[DATA]
━━━━━━━━━━━━━━━━

PR #725, opened 2026-07-22
Add build server retention policy announcement

blckmn:
Adds a blog announcement covering the new build server retention policy: RC builds kept for 30 days, point releases kept for a maximum of 2 years, with the latest point release of every major version from 4.3 onwards always retained. Also notes that builds may be pulled sooner for community safety reasons, and that any version can be built locally from the tagged source.

### DIFF
--- a/blog/2026/07/22/Build Server Retention Policy.md
+++ b/blog/2026/07/22/Build Server Retention Policy.md
@@ -1,0 +1,26 @@
+---
+title: Build Server Retention Policy
+date: 2026-07-22
+authors: ['blckmn']
+---
+
+To keep our build server sustainable, we're introducing retention limits on the firmware builds we host.
+
+<!--truncate-->
+
+## What's Changing
+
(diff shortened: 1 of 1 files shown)


haslinghuis (approved):

nerdCopter (approved):
- approving -- is 2 years enough considering potentially releasing annually? (maybe 3?) we currently see some people preferring 4.5 over 2025 due issues.

osirisinferi:
> * is 2 years enough considering potentially releasing annually? (maybe 3?) we currently see some people preferring 4.5 over 2025 due issues.

How I interpret the text this 2 years is only for intermediate point releases. In theory the latest point release, which apparently is still kept indefinitely, should be issue-free, at least have less issues than the point release before that.

haslinghuis:
The **latest point release of every major version from 4.3 onwards** will always remain available, regardless of age. Even once the 2-year window has passed, you'll still be able to download the final build of each major release (4.3.x, 4.4.x, 4.5.x, 2025.12.x, and so on).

━━━━━━━━━━━━━━━━

[TASK REQUIREMENTS] Where does the word "always" appear in the material above? Copy every line that holds it.

[SOLUTION TO THIS EXERCISE]
Adds a blog announcement covering the new build server retention policy: RC builds kept for 30 days, point releases kept for a maximum of 2 years, with the latest point release of every major version from 4.3 onwards always retained. Also notes that builds may be pulled sooner for community safety reasons, and that any version can be built locally from the tagged source.
The **latest point release of every major version from 4.3 onwards** will always remain available, regardless of age. Even once the 2-year window has passed, you'll still be able to download the final build of each major release (4.3.x, 4.4.x, 4.5.x, 2025.12.x, and so on).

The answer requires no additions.